▶ _Exercise_
The listing below holds a line with "PR #280, opened 2023-01-12" and a line with "In the last". Reproduce those two lines exactly, plus everything between them.
:: Extracted material
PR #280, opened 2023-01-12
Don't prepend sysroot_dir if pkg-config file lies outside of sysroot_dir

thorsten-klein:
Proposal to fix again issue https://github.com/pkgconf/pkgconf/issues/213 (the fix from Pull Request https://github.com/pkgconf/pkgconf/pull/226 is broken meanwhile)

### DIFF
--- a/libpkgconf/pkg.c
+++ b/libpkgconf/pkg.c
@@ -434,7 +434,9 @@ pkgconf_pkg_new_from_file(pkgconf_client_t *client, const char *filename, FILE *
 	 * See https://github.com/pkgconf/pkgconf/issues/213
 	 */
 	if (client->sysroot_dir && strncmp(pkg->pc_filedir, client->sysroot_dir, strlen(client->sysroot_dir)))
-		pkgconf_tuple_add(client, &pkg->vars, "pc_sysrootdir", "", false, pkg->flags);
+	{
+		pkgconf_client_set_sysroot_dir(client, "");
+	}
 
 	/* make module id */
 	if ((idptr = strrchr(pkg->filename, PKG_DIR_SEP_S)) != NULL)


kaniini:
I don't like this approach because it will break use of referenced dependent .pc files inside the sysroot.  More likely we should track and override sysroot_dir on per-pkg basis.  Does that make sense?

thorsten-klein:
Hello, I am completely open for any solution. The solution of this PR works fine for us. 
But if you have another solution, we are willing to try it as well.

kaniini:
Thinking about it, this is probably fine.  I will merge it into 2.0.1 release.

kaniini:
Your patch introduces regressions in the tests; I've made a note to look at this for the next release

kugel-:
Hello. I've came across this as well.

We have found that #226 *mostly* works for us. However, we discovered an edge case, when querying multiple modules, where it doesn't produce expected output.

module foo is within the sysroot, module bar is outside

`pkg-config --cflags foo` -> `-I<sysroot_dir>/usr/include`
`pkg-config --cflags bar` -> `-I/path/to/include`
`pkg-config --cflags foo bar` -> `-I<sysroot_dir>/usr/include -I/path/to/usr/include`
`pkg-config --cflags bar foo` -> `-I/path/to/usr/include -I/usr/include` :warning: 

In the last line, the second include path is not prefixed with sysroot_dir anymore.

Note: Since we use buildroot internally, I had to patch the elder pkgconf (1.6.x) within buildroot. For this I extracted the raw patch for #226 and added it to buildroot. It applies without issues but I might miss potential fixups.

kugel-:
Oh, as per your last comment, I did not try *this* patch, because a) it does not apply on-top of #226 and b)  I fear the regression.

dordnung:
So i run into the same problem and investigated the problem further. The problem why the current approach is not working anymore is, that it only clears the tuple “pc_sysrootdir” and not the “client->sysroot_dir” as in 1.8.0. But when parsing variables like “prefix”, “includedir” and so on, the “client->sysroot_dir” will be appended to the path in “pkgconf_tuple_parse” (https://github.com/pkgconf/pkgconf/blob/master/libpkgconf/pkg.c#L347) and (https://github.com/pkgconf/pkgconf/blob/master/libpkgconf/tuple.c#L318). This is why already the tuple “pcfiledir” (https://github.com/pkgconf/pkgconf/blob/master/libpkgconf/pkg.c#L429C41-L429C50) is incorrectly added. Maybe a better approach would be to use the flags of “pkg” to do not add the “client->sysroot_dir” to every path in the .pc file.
::::
:: Extracted material
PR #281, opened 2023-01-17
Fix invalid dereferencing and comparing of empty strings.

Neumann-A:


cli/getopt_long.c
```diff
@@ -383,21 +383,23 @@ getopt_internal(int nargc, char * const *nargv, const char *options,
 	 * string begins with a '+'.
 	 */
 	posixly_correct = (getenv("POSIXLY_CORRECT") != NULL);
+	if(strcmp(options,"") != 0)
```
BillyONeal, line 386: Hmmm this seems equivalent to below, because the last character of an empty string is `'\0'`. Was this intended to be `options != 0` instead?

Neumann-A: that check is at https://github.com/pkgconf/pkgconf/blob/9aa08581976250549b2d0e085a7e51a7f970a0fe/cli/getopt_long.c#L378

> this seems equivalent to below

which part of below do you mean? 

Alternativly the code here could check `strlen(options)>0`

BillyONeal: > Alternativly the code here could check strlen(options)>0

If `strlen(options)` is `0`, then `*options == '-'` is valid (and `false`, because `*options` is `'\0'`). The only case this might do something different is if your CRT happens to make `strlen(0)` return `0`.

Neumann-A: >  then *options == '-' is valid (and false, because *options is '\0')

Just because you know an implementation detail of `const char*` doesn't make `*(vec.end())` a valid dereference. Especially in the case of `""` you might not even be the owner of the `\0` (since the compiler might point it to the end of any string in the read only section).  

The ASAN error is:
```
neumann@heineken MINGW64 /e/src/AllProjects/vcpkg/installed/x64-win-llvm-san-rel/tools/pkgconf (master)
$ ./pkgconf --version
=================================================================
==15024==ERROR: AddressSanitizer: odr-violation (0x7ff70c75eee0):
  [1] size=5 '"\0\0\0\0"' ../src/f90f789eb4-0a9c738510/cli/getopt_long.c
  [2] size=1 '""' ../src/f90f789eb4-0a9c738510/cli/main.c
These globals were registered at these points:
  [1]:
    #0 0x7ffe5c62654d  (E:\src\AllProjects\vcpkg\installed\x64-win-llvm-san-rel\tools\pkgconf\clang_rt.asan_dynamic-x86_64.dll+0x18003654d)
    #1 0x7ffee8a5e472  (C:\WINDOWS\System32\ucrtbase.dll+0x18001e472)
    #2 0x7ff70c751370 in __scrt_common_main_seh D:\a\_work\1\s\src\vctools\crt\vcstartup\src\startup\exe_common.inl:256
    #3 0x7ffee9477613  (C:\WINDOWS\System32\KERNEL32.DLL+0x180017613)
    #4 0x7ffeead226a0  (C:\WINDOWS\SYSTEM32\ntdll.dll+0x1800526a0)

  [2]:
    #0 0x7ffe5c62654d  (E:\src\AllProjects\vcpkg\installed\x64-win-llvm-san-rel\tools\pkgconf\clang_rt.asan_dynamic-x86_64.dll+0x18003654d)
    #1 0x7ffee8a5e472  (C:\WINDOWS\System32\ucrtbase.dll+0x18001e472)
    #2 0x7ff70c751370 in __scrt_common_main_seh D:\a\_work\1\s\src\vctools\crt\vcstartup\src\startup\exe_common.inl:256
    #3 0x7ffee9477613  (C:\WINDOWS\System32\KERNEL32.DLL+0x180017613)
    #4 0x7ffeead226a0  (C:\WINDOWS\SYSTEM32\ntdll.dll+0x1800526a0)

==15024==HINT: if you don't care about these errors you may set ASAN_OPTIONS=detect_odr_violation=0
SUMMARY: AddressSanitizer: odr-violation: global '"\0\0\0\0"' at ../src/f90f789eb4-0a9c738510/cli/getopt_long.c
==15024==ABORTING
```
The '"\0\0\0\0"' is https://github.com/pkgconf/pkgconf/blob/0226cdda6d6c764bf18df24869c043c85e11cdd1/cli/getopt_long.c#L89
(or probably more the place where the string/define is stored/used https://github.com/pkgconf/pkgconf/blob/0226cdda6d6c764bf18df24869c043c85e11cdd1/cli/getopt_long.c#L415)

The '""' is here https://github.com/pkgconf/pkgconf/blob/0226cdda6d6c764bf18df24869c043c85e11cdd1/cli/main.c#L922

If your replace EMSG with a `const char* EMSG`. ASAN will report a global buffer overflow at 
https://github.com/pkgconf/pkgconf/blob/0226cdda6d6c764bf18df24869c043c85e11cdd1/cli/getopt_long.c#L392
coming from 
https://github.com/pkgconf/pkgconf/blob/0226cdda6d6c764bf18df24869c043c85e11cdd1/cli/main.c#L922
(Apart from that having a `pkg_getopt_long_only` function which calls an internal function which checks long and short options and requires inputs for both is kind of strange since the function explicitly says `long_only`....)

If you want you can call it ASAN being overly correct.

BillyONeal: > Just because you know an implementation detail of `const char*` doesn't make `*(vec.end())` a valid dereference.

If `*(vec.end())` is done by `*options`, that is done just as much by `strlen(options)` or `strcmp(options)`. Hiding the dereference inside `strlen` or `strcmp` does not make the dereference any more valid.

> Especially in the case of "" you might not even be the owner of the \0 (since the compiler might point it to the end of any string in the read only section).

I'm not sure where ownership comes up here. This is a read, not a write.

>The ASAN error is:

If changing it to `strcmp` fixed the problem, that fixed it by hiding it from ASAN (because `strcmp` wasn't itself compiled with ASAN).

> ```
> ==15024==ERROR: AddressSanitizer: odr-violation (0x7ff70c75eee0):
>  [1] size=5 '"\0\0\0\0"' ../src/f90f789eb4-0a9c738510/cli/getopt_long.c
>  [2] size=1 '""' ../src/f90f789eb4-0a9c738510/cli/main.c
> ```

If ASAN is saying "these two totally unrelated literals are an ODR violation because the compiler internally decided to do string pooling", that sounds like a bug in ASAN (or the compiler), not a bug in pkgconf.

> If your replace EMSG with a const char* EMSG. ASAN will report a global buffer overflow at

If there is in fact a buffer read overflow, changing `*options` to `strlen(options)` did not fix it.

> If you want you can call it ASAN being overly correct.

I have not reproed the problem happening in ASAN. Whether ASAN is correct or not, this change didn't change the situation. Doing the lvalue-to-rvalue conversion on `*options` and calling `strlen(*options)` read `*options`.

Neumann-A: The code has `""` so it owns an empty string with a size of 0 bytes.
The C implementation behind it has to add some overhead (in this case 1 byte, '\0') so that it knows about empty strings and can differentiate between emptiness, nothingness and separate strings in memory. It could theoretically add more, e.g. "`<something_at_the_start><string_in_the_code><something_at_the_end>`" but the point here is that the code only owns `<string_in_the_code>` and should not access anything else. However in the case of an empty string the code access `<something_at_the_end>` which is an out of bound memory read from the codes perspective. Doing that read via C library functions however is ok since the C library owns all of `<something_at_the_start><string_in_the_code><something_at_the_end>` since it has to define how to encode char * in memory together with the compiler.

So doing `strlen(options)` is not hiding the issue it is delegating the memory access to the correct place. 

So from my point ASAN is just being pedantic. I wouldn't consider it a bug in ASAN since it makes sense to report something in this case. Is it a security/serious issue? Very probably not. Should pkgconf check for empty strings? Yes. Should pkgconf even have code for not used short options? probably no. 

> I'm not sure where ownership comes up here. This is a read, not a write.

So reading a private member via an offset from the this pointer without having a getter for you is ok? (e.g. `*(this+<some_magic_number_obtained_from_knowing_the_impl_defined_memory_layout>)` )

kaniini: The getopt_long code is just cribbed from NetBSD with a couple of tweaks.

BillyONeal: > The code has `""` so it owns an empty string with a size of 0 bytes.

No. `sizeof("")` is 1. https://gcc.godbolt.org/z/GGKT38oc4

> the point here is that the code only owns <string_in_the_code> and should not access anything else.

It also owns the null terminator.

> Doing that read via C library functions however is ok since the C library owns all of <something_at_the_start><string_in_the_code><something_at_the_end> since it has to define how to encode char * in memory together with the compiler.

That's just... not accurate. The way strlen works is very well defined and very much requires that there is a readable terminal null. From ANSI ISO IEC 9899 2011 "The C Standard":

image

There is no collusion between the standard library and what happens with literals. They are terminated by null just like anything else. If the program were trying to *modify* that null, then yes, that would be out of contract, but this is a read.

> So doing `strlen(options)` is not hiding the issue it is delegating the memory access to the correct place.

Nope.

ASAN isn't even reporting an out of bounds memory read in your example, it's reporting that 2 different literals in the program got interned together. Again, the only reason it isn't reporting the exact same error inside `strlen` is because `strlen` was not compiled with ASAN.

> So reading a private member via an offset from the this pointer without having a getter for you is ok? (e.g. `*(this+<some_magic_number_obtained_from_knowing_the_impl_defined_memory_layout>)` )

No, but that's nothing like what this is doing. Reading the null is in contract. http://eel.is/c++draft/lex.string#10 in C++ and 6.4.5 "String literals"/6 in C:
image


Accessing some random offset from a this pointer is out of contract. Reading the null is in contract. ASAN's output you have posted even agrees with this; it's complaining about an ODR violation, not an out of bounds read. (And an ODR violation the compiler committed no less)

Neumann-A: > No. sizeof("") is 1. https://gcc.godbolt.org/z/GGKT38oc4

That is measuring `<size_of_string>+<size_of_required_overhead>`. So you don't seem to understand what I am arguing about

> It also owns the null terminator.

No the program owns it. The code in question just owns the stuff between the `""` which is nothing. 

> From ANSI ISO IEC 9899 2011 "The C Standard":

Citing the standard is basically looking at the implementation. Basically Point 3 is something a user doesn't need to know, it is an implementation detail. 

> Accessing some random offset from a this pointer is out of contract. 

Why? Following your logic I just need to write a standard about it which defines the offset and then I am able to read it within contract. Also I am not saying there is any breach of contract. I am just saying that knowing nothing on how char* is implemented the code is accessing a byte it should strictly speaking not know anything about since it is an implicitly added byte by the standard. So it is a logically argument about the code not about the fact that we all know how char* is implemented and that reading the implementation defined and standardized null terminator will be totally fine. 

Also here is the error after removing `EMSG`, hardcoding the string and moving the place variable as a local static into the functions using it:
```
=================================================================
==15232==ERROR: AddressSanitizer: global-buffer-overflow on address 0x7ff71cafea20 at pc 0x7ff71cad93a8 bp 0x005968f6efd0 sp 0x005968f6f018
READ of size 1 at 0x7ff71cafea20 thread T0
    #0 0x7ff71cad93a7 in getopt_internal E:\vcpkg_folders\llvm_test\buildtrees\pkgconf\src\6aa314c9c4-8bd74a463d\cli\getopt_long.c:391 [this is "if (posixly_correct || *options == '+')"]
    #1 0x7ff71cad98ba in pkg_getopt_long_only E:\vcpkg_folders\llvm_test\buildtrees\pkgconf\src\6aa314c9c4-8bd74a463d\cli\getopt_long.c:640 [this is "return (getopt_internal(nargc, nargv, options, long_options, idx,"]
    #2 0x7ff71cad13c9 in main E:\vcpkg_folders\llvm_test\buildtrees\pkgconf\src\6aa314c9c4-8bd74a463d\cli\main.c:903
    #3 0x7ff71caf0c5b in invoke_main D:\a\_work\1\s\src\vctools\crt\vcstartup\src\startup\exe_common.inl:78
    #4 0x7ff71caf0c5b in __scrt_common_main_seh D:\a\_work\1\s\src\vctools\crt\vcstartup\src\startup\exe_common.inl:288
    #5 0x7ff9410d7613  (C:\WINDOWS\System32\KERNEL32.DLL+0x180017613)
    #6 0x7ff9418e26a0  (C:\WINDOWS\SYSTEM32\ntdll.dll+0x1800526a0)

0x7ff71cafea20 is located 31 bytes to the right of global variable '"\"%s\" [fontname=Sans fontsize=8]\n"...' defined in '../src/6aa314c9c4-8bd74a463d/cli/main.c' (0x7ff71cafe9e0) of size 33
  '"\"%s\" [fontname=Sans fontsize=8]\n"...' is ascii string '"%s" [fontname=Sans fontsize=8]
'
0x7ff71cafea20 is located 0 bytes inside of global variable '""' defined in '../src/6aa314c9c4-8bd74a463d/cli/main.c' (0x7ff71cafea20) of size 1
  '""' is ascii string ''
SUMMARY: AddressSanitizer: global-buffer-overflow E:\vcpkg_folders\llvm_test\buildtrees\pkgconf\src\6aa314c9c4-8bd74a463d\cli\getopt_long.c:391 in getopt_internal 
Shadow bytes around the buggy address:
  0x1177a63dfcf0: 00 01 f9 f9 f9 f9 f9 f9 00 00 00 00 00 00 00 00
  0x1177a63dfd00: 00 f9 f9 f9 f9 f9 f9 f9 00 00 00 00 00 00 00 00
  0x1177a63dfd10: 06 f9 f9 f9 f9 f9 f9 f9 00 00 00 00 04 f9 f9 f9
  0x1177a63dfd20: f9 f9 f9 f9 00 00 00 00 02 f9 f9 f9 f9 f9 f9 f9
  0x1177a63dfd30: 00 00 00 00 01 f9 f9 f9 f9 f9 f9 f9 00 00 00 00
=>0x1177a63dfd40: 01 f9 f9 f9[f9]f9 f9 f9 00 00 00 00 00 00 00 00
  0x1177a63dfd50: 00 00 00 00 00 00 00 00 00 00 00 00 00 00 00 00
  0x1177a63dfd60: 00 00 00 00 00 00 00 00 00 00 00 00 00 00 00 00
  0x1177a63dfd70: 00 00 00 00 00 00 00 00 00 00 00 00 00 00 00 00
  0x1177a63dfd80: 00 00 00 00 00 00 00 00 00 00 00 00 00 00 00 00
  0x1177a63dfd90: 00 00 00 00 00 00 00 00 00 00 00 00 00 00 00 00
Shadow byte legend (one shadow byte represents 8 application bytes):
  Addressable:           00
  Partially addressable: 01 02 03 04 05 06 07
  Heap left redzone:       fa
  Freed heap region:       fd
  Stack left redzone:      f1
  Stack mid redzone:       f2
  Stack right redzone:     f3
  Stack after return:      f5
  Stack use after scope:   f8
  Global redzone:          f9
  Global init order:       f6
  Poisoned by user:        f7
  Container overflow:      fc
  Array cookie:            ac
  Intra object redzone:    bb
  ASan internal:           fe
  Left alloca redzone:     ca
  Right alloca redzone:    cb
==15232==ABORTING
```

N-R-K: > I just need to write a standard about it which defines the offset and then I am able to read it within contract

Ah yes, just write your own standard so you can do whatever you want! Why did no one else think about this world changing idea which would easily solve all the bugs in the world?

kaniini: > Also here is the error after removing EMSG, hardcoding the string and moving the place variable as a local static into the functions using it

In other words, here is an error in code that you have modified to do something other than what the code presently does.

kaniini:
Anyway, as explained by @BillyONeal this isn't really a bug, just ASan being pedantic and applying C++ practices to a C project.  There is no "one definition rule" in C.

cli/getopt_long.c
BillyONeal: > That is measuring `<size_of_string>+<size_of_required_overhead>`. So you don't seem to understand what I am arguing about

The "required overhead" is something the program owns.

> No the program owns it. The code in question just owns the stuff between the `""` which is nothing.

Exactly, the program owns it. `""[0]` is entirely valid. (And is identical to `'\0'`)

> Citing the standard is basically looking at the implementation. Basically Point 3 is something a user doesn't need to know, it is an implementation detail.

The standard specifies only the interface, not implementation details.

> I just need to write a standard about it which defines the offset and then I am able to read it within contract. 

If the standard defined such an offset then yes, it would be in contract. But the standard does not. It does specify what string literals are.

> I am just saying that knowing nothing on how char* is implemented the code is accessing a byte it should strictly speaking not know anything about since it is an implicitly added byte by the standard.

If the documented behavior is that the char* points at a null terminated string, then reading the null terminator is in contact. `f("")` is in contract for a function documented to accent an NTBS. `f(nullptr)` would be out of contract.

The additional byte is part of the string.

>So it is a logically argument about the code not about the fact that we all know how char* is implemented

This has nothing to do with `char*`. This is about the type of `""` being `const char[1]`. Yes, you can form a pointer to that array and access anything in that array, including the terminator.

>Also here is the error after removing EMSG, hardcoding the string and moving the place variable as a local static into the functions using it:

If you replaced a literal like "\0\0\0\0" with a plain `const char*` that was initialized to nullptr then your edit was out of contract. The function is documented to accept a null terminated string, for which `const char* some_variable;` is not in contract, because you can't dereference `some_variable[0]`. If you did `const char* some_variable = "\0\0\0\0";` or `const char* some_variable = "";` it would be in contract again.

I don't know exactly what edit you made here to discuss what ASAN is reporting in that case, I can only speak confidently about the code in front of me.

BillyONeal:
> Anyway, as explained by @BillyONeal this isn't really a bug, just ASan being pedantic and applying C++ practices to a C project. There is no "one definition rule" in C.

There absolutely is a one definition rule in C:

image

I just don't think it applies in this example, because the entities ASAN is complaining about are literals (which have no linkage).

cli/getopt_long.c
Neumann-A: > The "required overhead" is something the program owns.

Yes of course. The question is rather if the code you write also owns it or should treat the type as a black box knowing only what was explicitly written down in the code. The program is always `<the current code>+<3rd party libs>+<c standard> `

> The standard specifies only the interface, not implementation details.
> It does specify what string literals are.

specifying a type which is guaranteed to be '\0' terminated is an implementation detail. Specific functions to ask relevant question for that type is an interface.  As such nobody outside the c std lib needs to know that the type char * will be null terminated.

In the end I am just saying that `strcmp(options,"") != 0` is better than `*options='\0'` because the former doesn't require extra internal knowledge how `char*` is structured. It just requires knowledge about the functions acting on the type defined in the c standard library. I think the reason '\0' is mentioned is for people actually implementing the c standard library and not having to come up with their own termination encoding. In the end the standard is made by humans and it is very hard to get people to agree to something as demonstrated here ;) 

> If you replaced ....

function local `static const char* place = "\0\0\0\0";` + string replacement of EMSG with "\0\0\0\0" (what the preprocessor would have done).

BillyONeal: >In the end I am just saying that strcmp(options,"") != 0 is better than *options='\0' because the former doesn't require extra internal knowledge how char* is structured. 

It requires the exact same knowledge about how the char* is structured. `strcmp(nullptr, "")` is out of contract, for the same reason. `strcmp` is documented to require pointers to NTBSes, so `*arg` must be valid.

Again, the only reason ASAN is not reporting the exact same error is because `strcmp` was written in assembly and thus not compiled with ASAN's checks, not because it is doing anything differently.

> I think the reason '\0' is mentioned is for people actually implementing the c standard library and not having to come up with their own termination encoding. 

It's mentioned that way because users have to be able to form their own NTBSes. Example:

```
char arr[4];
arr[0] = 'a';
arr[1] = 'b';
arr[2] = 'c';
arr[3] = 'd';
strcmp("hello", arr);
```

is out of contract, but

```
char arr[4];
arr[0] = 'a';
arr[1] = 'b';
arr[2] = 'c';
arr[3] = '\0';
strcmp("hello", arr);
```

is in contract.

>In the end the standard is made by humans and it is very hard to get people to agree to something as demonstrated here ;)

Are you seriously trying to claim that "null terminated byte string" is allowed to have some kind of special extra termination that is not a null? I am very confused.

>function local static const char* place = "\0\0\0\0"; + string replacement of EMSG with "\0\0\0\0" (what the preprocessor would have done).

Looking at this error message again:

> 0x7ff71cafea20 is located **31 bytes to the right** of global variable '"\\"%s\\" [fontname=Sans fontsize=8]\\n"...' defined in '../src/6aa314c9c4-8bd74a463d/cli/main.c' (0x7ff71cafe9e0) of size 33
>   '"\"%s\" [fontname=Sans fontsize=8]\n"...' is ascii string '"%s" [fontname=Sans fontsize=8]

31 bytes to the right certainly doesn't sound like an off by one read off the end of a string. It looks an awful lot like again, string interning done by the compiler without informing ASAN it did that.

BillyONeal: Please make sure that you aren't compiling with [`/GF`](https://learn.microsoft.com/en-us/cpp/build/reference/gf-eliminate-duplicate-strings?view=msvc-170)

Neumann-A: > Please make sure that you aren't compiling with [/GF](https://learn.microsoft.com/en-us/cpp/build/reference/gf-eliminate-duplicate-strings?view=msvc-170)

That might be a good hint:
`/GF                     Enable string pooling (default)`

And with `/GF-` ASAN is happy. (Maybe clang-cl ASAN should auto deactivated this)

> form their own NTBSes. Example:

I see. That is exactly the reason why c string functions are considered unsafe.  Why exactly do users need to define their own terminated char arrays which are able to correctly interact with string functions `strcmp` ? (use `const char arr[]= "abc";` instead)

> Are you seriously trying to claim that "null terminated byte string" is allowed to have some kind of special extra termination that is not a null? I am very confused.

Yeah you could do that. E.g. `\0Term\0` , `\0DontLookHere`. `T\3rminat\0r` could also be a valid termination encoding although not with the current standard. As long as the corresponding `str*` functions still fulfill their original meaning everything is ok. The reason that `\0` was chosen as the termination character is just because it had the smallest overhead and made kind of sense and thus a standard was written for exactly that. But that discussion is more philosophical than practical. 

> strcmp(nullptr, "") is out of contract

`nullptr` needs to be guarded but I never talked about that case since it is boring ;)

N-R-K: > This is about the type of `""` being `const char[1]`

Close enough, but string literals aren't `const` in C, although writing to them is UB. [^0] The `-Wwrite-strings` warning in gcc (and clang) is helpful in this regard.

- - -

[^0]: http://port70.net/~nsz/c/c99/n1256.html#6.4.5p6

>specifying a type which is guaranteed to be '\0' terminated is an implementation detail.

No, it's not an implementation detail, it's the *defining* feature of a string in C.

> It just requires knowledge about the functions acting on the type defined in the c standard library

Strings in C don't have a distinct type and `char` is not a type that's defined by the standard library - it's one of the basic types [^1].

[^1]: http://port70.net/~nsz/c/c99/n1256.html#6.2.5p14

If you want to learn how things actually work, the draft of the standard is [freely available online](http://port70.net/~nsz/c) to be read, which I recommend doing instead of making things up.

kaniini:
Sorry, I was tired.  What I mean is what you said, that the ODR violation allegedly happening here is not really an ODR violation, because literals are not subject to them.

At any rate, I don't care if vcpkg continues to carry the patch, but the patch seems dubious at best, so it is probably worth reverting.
::::
:: Extracted material
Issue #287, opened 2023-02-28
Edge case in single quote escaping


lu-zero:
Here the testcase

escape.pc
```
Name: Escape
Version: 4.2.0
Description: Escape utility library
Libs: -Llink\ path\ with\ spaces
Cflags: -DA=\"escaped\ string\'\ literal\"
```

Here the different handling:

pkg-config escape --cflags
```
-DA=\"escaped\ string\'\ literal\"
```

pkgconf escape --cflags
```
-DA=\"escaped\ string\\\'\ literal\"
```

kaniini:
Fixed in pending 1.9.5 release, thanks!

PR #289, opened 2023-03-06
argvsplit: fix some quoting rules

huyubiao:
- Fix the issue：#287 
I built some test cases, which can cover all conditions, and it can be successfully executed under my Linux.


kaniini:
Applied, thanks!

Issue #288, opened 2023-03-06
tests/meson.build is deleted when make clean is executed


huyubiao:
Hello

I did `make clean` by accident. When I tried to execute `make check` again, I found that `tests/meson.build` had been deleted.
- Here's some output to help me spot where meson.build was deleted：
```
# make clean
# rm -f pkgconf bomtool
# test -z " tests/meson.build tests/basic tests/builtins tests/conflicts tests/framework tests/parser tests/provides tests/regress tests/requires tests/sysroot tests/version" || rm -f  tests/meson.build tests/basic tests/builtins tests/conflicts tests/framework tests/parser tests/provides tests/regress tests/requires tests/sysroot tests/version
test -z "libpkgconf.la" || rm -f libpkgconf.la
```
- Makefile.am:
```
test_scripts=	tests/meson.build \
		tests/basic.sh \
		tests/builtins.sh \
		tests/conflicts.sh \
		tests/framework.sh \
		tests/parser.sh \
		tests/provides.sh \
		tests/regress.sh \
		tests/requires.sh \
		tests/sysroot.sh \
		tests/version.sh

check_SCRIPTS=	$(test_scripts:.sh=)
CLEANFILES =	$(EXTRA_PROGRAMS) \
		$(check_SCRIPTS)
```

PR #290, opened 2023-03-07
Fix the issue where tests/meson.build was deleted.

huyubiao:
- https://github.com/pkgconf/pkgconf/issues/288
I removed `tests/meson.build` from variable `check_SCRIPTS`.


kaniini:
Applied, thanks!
::::
▶ _Result_
PR #280, opened 2023-01-12
Don't prepend sysroot_dir if pkg-config file lies outside of sysroot_dir

thorsten-klein:
Proposal to fix again issue https://github.com/pkgconf/pkgconf/issues/213 (the fix from Pull Request https://github.com/pkgconf/pkgconf/pull/226 is broken meanwhile)

### DIFF
--- a/libpkgconf/pkg.c
+++ b/libpkgconf/pkg.c
@@ -434,7 +434,9 @@ pkgconf_pkg_new_from_file(pkgconf_client_t *client, const char *filename, FILE *
 	 * See https://github.com/pkgconf/pkgconf/issues/213
 	 */
 	if (client->sysroot_dir && strncmp(pkg->pc_filedir, client->sysroot_dir, strlen(client->sysroot_dir)))
-		pkgconf_tuple_add(client, &pkg->vars, "pc_sysrootdir", "", false, pkg->flags);
+	{
+		pkgconf_client_set_sysroot_dir(client, "");
+	}
 
 	/* make module id */
 	if ((idptr = strrchr(pkg->filename, PKG_DIR_SEP_S)) != NULL)


kaniini:
I don't like this approach because it will break use of referenced dependent .pc files inside the sysroot.  More likely we should track and override sysroot_dir on per-pkg basis.  Does that make sense?

thorsten-klein:
Hello, I am completely open for any solution. The solution of this PR works fine for us. 
But if you have another solution, we are willing to try it as well.

kaniini:
Thinking about it, this is probably fine.  I will merge it into 2.0.1 release.

kaniini:
Your patch introduces regressions in the tests; I've made a note to look at this for the next release

kugel-:
Hello. I've came across this as well.

We have found that #226 *mostly* works for us. However, we discovered an edge case, when querying multiple modules, where it doesn't produce expected output.

module foo is within the sysroot, module bar is outside

`pkg-config --cflags foo` -> `-I<sysroot_dir>/usr/include`
`pkg-config --cflags bar` -> `-I/path/to/include`
`pkg-config --cflags foo bar` -> `-I<sysroot_dir>/usr/include -I/path/to/usr/include`
`pkg-config --cflags bar foo` -> `-I/path/to/usr/include -I/usr/include` :warning: 

In the last line, the second include path is not prefixed with sysroot_dir anymore.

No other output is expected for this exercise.